Monday, March 21, 2016

Adzuki Beans with Meyer Lemon, Tomato and Olive Salad (No Added Fat)

I wanted to make a dish with adzuki beans; they are easily prepared pressure cooked for 20-25m if unsoaked and only 10-15m if soaked, cooked with enough water to just cover. I love Meyer lemons and recently a local cooperative store, Weaver Street Market, has had organic Meyers regularly in stock. I wondered what it would be like to cook with pieces of these sweet lemons. Here is what I did.

  • 1 cup dry Adzuki beans
  • Ample water to cover beans with and then to barely cover
  • Vegan bouillon cube
  • 2 medium carrots cut into 1/4" lengths and then quartered (about a cup)
  • 1 clove garlic, finely (1/8") diced
  • (optional) 2t chopped basil (I used frozen basil cubes)
  • 1t finely (1/8") chopped ginger root
  • 5 leaves kale, stems excepted (composted), and roughly hand torn into approximately 3/4" squares (I used both red and green varieties of kale)
  • 1/3 medium Meyer lemon, seeds removed, cut into 3/8" cubes, skin and fruit both (alternatively, one could use the juice of 1/3 medium lemon or lime and, optionally, a teaspoon of organic citrus zest)
  • 1/2 cup onion cut into 3/8" cubes (I actually used a medium shallot that ended up being about 1/3 cup)
  • 1/2 t (or to taste) salt
  • (optional) 1/8 t turmeric
  1. I rinsed a cup of adzuki beans then put ample boiling water over them and let them sit for about 5 hours.
  2. I was out but had my wife rinse the beans and put them in the Instant Pot pressure cooker with just enough water to cover them and a bouillon cube, and cook for 12m.
  3. After the cooking was done, I waited a few minutes and gently released pressure. It turns out that my wife added extra water, which I drained. The beans were good and done, though a bit firm. I added the carrot, garlic, basil, ginger, kale, and lemon, then cooked for 2 more minutes.
  4. When I was ready to serve, I opened the pot slowly, and added shallot, salt, and turmeric.
I had recently purchased a nice mix of "organic super grains" from Whole Foods Market, which consists of white quinoa, millet, red quinoa, and buckwheat (ingredients listed in that order of decreasing volume). It cooks in a 1 part grain to 2 part water ratio over a 16-20m simmer. I made that, as well as a fun salad of tomato chunks, olive, and Ume plum (other vinegars would do, too) vinegar, plus a bit of salt.
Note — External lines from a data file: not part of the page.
PR #939, opened 2023-09-26
[RHELC-965,RHELC-1170] Framework to remove UNKNOWN_ERROR from the Assessment.

abadger:
We do not want to show "UNKNOWN_ERROR" in the insights WebUI.  To get away from that we need to return enough information from where the actual Action happened to where

Documentation on how to port is listed here:
  https://github.com/oamg/convert2rhel/wiki/Action-Framework#actions-and-systemexitsysexit

* This implements https://issues.redhat.com/browse/RHELC-1170
* This establishes the framework to fix: https://issues.redhat.com/browse/RHELC-965
   The ticket can be marked done once all the Actions have been ported to use this exception framework.
* This is also a small part of: https://issues.redhat.com/browse/RHELC-1168 (porting the Action framework logger.critical to logger.critical_no_exit().)

Jira Issues: [RHELC-965](https://issues.redhat.com/browse/RHELC-965) [RHELC-1170](https://issues.redhat.com/browse/RHELC-1170)
 
Checklist

### DIFF
--- a/convert2rhel/actions/pre_ponr_changes/backup_system.py
+++ b/convert2rhel/actions/pre_ponr_changes/backup_system.py
@@ -17,7 +17,7 @@ __metaclass__ = type
 
 import logging
 
-from convert2rhel import actions, repo
+from convert2rhel import actions, exceptions, repo
 from convert2rhel.redhatrelease import os_release_file, system_release_file
 
 
@@ -39,15 +39,18 @@ class BackupRedhatRelease(actions.Action):
             # https://github.com/oamg/convert2rhel/blob/v1.2/convert2rhel/subscription.py#L189-L200
             system_release_file.backup()
             os_release_file.backup()
-        except SystemExit as e:
-            # TODO(pr-watson): Places where we raise SystemExit and need to be
-            # changed to something more specific.
-            # Raised in module redhatrelease on lines 49 and 60
-            #   - If unable to find the /etc/system-release file,
-            #     SystemExit is raised
+
+        except exceptions.CriticalError as e:
             self.set_result(
-                level="ERROR", id="UNKNOWN_ERROR", title="An unknown error has occurred", description=str(e)
+                level="ERROR",
+                id=e.id,
+                title=e.title,
+                description=e.description,
+                diagnosis=e.diagnosis,
+                remediation=e.remediation,
+                variables=e.variables,
             )
+        return
 
 
 class BackupRepository(actions.Action):
--- a/convert2rhel/actions/pre_ponr_changes/backup_system.py
+++ b/convert2rhel/actions/pre_ponr_changes/backup_system.py
@@ -50,7 +50,6 @@ class BackupRedhatRelease(actions.Action):
                 remediation=e.remediation,
                 variables=e.variables,
             )
-        return
 
 
 class BackupRepository(actions.Action):
--- a/convert2rhel/backup.py
+++ b/convert2rhel/backup.py
@@ -25,7 +25,7 @@ import shutil
 
 import six
 
-from convert2rhel import utils
+from convert2rhel import exceptions, utils
 from convert2rhel.repo import get_hardcoded_repofiles_dir
 from convert2rhel.systeminfo import system_info
 from convert2rhel.utils import BACKUP_DIR, download_pkg, remove_orphan_folders, run_subprocess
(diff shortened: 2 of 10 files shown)


convert2rhel/backup.py
```diff
@@ -352,7 +352,16 @@ def backup(self):
...
-                loggerinst.critical("Error(%s): %s" % (err.errno, err.strerror))
+
+                # Replace this with loggerinst.critical_no_exit() once that is
+                # written.
+                loggerinst.critical_no_exit("Error(%s): %s" % (err.errno, err.strerror))
+                raise exceptions.CriticalError(
+                    id_="FAILED_TO_SAVE_FILE_TO_BACKUP_DIR",
+                    title="Failed to copy file to the backup directory.",
+                    description="While convert2rhel tests whether it is likely to succeed, spme files would be changed. To enable rollback in case we detect something that we would fail to do, we backup those files prior to changing them. In this case, we encountered a failure while performing that backup so it is unsafe to continue.",
+                    diagnosis="Failed to backup %s. Errno: %s, Error: %s" % (self.filepath, err.errno, err.strerror),
```
abadger, line 363: @mportman12 Hey Miriam! This is the first of several PRs that we will be opening to add messages that will show up in insights.  If you'd care to review it to make sure we're being clear, please do.  I've also added a note to the jira Epic tracking this work to CC you on the PRs which update the messages (If you have a different procedure you'd like to follow when you review messages destined for insights, we can remove that and teach people about that).

convert2rhel/actions/pre_ponr_changes/backup_system.py
```diff
@@ -39,15 +39,18 @@ def run(self):
...
-                level="ERROR", id="UNKNOWN_ERROR", title="An unknown error has occurred", description=str(e)
+                level="ERROR",
+                id=e.id,
+                title=e.title,
+                description=e.description,
+                diagnosis=e.diagnosis,
+                remediation=e.remediation,
+                variables=e.variables,
             )
+        return
```
r0x0d, line 53: Do we need this empty return here?

convert2rhel/logger.py
```diff
@@ -37,6 +41,11 @@
 LOG_DIR = "/var/log/convert2rhel"
 
 
+class LogLevelCriticalNoExit:
+    level = 50
+    label = "CRITICAL"
```
r0x0d, line 46: Wondering if we should identify this label as something else other than just "CRITICAL" to not confuse the user with this behavior… 

I'm thinking more like: "Oh, I ran convert2rhel in the past, and whenever I saw "CRITICAL", it meant that the execution would terminate, and now it just goes on". 

But I can't think of any special label that would go well alongside the critical name... Any ideas?

convert2rhel/actions/pre_ponr_changes/backup_system.py
abadger: We don't.  I was contemplating whether it made sense to have a return there somewhere since we would need to explicitly return when we encounter the error if we add additional code after the exception block at a later time and it didn't feel right to have a return inside the block, after `set_result()` and not also at the end.

I could remove this `return` and trust that the person who does that will remember to put it in or I could add a second `return` inside of the exception block to reinforce what's happening.

What do you think?

convert2rhel/logger.py
abadger: I originally called it `CRITICAL_NO_EXIT` but later decided that the differences are probably below the level that the user will notice so it would just be confusing to the user.  Whether CRITICAL always exits or not is probably not something the user will notice for two reasons:

* We have always done a bunch of rollback stuff after the critical which obscures that we will rollback later.
* Since adding the Action framework, we perform all potential Actions before we exit due to a critical.  So it is not obvious that the exit is due to the critical rather than some other reported error.

So I think that this and `LogLevelCriticalWithExitt` (when we add it temporarily while we port the rest of the code over), should both report `CRITICAL` to the end user.

Does that make sense?

convert2rhel/actions/pre_ponr_changes/backup_system.py
r0x0d: I think we can remove it for now and leave that for future-someone who will work on that action. 

I don't think we have to take care of that right away.

convert2rhel/logger.py
r0x0d: Since it's a temporary thing, I see that it makes sense. Otherwise, I would say that this would look confusing. Even though the amount of rollback we do is quite high, and the message might get lost at some point, I can see someone looking for a critical message that does not interrupt the conversion. 

Myself would not expect that something critical happened, and we would be able to move forward...

convert2rhel/actions/pre_ponr_changes/backup_system.py
abadger: Now removed!

convert2rhel/backup.py
r0x0d: @abadger, the rest of the messages will be added in this PR or another one?

abadger: The rest of hte messages should be added in other PRs.  The idea is that this one gives us the Exception and logger methods that we'll need and a single logger.critical ported over so that we have an example.  Then other messages can be split up over multiple people and multiple PRs (using Aleksandra's proposal for large changes.)

r0x0d: Gotcha. And they are expected to land in 1.5 or 1.6?

SpyTec:
@abadger some minor rebasing required

convert2rhel/logger.py
SpyTec: Maybe we can log something like "attempting to fix"

convert2rhel/main.py
```diff
@@ -74,8 +73,6 @@ def main():
     the application lock, to do the conversion process.
     """
 
-    process_phase = ConversionPhase.INIT
-
```
SpyTec, line 78: Why do we get rid of the INIT phase?

SpyTec (approved):
Gonna merge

Dinner was very nice! I was so pleased with how nicely Meyer lemons cook in a dish like this. It's nice to have adzuki beans after a long time - they taste a little like black beans, but are less dense and cook faster and with less water.

The salad was excellent! I should make this salad reasonably regularly when good tomatoes are available, and the stores seem to just be ramping up with good tomatoes. I am quite happy with the texture, taste, and, of course, nutrition of the "super grains" mix and should either keep buying this combination or make this or other similar mixes.

Ideas for the future

I want to keep exploring Meyer lemons in cooking. The skin by itself is nice, as is the whole lemon. I should cook more adzuki bean dishes - they're easy and fast to cook.